Auteur : Hervé Chauris (P93)
Des structures géologiques à des kilomètres de profondeur dévoilent leurs secrets, en l’absence de forages, grâce à l’analyse des ondes élastiques qui traversent le milieu. Des techniques mathématiques comme l’inversion des formes d’ondes sont au cœur des méthodes d’imagerie du sous-sol les plus avancées.
L’imagerie par méthodes géophysiques a de nombreuses applications pour la connaissance du sous-sol, à des échelles et avec des résolutions différentes pour des sites d’intérêt qui se situent à quelques mètres de profondeur en dessous de la surface terrestre pour les études géotechniques, à quelques kilomètres pour la prospection et l’exploitation des ressources naturelles, et à des centaines de kilomètres pour la connaissance de notre globe terrestre4 . Obtenir une image du sous-sol signifie déterminer les propriétés des terrains par l’analyse de signaux émis par des sources et enregistrés par des capteurs en général placés à la surface.

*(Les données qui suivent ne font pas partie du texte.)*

PR #12716, opened 2023-06-24
Code Quality: Introduce App.Utils namespace

0x5bfa:
### Motivation & Context

- Improved readability

> **Warning**<br/>Please do not review code lines that I did not changed. I cannot make more diff. If there're more codes that are preferred to change, I will do that and mark that PR as the final one for that stage.

### PR Checklist

   Related #4180

### Screenshots

_None_


QuaintMako (commented):
Code looks OK, cannot test it or see why AZP did not work though.

src/Files.App/Utils/Archives/ArchiveCreator.cs
```diff
@@ -123,6 +124,9 @@ public ArchiveCreator()
 		/// <inheritdoc/>
 		public string GetArchivePath(string suffix = "")
 		{
+			if (string.IsNullOrEmpty(Directory))
+				throw new NullReferenceException($"{Directory} is null.");
```
yaira2, line 128: I don't think we should throw in release environments, returning early is better.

Les propriétés intéressantes sont celles qui influencent le phénomène physique mis en jeu, typiquement la propagation des ondes. Dans le cas de l’imagerie sismique, des ondes élastiques sont émises, et les capteurs enregistrent soit des variations de pression, soit des déplacements de particules. Le géophysicien sera intéressé par retrouver les vitesses de propagation des ondes, mais aussi la densité du milieu ou d’autres caractéristiques. La méthode de sismique réflexion occupe une place particulière parmi les méthodes de géophysique appliquées en industrie en raison de son utilisation prépondérante dans l’industrie pétrogazière dès les années 1950.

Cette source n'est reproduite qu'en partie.